**WHAT NEEDS TO BE DONE**
Output each line of the data word for word, from the first through the line that holds "### LINKED ISSUE", and leave off whatever follows.

**RECORDS FOR PROCESSING**
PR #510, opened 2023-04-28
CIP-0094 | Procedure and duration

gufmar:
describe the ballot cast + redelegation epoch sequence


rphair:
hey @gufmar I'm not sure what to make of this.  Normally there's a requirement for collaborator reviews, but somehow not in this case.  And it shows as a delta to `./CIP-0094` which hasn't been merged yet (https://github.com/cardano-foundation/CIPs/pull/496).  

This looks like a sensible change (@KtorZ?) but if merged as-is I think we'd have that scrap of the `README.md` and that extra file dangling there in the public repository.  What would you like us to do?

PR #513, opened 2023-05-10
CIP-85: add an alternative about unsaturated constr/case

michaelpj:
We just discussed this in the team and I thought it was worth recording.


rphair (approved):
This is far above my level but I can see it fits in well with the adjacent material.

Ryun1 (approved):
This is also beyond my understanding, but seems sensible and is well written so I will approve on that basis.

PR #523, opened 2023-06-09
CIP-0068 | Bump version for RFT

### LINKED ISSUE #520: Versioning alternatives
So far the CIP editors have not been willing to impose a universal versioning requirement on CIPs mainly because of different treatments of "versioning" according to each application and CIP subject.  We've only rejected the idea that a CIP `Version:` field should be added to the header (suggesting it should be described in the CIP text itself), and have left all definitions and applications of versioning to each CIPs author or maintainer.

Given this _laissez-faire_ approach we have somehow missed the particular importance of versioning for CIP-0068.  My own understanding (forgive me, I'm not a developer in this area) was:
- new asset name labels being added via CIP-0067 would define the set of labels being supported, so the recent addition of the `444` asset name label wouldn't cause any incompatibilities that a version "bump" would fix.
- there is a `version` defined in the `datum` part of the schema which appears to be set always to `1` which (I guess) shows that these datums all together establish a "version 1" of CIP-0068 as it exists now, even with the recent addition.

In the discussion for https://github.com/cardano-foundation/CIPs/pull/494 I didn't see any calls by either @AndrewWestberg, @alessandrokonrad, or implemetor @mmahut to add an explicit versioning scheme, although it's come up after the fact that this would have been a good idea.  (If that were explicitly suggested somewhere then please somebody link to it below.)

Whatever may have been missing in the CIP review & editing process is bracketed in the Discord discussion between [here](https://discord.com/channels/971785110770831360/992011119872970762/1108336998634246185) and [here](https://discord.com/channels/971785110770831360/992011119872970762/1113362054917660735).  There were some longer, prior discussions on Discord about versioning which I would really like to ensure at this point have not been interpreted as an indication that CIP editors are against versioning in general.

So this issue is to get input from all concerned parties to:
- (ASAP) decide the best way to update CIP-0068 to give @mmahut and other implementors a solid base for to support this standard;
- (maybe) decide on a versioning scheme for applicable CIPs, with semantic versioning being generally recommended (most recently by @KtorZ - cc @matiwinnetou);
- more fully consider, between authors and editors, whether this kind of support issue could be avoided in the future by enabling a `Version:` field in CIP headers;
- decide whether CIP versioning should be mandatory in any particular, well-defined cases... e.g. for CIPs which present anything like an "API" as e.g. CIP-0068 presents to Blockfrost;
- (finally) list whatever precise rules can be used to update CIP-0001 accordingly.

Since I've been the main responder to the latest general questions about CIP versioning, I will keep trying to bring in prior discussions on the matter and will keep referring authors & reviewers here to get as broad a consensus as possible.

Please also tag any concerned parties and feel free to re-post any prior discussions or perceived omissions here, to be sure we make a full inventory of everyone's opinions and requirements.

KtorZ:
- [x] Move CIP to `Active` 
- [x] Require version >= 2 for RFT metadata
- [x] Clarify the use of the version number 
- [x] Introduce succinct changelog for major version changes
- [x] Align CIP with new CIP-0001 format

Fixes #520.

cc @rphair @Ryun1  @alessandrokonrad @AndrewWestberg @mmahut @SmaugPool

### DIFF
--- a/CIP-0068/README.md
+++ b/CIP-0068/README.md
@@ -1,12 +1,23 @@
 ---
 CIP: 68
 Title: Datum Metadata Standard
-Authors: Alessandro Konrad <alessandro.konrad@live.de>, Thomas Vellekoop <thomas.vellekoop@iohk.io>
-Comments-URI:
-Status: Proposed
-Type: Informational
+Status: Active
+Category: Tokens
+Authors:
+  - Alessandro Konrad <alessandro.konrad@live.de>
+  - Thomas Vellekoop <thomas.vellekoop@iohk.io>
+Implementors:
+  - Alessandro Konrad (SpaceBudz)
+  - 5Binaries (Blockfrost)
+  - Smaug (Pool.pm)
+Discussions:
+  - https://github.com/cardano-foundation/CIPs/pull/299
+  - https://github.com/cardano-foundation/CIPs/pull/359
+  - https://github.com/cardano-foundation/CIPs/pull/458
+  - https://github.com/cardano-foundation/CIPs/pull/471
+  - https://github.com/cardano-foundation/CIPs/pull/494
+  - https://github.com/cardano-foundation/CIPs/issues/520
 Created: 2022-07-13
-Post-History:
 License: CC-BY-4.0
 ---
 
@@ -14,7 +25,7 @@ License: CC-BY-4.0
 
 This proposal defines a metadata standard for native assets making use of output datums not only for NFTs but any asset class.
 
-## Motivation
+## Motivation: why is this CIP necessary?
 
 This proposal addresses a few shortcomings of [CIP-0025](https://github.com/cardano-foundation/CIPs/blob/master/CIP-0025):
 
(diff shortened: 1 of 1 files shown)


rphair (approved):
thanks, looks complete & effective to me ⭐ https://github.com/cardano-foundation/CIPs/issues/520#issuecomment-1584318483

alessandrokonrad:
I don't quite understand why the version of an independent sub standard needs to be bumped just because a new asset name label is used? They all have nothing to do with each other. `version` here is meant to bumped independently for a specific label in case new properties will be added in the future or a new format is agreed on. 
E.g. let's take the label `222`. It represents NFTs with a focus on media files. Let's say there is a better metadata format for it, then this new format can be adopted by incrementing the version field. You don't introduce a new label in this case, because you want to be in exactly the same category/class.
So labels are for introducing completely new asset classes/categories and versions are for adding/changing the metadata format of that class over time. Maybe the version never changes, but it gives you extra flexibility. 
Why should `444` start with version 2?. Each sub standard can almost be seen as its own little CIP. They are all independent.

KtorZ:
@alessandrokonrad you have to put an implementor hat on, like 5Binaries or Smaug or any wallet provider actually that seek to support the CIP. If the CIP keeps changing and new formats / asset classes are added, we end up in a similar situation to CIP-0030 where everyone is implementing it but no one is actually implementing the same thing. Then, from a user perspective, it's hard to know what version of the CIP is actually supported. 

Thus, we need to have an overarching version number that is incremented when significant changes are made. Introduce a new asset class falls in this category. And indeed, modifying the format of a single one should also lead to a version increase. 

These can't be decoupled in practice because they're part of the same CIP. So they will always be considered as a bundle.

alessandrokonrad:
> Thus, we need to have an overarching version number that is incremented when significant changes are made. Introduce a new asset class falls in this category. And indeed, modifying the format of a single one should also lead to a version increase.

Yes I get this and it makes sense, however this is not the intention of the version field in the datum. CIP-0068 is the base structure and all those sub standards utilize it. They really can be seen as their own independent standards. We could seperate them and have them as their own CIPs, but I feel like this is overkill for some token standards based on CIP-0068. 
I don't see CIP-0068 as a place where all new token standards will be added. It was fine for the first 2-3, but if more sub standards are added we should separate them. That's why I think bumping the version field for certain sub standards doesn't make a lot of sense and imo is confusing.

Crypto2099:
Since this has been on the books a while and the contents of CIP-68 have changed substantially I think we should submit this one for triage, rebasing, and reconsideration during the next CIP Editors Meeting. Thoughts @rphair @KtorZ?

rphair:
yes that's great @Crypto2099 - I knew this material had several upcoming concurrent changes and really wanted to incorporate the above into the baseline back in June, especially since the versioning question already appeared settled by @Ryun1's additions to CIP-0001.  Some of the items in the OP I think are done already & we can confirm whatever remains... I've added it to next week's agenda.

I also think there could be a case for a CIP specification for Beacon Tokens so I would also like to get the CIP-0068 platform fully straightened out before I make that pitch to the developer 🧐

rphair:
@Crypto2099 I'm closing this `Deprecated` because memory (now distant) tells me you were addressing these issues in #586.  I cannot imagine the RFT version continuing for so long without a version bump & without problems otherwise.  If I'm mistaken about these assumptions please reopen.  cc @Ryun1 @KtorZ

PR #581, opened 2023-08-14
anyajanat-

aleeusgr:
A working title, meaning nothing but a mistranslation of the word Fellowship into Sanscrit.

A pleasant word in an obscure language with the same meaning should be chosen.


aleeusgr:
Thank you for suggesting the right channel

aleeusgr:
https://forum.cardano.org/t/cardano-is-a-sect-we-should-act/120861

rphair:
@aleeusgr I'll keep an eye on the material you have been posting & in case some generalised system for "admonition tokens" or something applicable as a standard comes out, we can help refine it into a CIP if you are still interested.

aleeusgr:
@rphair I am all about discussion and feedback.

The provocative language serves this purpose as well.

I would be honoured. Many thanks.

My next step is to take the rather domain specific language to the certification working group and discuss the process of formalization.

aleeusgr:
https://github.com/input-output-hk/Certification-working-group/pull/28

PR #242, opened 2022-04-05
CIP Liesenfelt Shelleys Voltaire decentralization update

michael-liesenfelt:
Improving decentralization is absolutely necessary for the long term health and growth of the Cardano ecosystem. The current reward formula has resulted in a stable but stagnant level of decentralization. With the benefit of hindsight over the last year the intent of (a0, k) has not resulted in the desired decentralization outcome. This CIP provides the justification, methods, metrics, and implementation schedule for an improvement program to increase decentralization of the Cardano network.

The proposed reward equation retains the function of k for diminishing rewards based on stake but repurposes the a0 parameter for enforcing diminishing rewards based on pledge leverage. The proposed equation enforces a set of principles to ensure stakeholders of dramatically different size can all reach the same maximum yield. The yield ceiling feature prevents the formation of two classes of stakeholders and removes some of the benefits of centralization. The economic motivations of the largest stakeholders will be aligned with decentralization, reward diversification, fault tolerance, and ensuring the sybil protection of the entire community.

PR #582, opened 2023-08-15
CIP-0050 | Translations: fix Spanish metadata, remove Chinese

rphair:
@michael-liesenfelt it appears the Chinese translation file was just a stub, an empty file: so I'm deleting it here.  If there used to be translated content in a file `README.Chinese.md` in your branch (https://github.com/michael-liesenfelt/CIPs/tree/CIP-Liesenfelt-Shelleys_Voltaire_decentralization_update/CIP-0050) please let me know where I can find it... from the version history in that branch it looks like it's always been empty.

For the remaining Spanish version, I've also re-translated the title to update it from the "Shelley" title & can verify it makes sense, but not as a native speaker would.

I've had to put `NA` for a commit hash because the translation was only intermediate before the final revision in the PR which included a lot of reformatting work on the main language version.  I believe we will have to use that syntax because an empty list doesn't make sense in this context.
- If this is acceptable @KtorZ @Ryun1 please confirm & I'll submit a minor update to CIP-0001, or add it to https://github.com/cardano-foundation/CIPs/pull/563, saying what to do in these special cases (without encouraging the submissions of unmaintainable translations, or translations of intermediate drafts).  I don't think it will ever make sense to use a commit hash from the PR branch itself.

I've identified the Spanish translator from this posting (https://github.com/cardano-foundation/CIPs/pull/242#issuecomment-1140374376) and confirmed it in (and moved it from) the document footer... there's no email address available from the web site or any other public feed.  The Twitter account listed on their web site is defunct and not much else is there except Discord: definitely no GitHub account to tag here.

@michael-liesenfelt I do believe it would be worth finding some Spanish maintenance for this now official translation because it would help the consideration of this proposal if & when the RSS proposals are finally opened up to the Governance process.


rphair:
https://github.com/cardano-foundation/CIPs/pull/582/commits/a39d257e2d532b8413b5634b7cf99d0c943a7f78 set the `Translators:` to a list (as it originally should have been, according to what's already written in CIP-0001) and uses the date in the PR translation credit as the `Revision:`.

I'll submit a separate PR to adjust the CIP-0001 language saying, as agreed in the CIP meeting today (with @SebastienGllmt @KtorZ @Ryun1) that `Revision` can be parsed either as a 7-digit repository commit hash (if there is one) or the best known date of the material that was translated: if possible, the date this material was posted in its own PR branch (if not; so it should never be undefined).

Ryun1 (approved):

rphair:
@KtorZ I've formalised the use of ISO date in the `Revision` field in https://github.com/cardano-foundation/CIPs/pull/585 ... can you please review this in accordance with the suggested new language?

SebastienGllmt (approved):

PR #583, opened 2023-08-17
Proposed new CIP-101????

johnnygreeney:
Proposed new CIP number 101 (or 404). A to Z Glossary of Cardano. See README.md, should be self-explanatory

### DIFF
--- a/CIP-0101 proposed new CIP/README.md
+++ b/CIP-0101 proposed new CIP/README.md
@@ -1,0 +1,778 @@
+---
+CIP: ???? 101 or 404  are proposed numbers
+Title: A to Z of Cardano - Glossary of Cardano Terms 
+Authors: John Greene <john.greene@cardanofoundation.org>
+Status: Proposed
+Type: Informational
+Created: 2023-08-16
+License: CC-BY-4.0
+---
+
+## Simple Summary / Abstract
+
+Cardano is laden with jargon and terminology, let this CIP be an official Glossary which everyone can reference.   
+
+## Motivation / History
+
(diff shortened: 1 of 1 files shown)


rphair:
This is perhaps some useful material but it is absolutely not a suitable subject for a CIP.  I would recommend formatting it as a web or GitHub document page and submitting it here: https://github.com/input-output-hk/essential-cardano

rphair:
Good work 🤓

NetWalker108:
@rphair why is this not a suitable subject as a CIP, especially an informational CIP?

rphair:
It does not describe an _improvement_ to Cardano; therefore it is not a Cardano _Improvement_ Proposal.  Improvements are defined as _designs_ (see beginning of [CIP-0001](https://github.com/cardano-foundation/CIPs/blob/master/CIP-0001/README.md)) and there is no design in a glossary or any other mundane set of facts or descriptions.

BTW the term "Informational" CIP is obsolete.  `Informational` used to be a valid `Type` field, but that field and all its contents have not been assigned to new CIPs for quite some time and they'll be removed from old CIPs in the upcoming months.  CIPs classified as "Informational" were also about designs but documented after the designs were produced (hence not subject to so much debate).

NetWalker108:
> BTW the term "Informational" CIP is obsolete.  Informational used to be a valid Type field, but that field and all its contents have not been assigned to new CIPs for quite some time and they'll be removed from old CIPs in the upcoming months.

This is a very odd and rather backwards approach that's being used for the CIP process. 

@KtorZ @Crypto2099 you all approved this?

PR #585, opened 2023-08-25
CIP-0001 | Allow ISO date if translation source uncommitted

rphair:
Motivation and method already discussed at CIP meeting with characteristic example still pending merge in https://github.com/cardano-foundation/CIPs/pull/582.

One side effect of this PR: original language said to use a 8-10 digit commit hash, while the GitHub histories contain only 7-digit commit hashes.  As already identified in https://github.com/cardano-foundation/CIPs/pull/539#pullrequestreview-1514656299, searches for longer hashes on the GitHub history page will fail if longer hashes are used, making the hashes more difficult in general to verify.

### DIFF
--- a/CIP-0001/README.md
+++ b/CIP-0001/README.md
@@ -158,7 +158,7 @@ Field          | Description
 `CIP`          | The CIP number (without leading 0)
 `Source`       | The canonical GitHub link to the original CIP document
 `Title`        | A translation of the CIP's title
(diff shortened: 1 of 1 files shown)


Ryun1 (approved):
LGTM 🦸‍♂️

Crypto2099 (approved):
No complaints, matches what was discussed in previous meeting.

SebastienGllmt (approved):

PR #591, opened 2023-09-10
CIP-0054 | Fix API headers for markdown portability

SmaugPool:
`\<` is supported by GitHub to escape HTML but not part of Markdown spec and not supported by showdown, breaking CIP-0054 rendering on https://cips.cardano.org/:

**EXERCISE RESPONSE**
PR #510, opened 2023-04-28
CIP-0094 | Procedure and duration

gufmar:
describe the ballot cast + redelegation epoch sequence


rphair:
hey @gufmar I'm not sure what to make of this.  Normally there's a requirement for collaborator reviews, but somehow not in this case.  And it shows as a delta to `./CIP-0094` which hasn't been merged yet (https://github.com/cardano-foundation/CIPs/pull/496).  

This looks like a sensible change (@KtorZ?) but if merged as-is I think we'd have that scrap of the `README.md` and that extra file dangling there in the public repository.  What would you like us to do?

PR #513, opened 2023-05-10
CIP-85: add an alternative about unsaturated constr/case

michaelpj:
We just discussed this in the team and I thought it was worth recording.


rphair (approved):
This is far above my level but I can see it fits in well with the adjacent material.

Ryun1 (approved):
This is also beyond my understanding, but seems sensible and is well written so I will approve on that basis.

PR #523, opened 2023-06-09
CIP-0068 | Bump version for RFT

### LINKED ISSUE #520: Versioning alternatives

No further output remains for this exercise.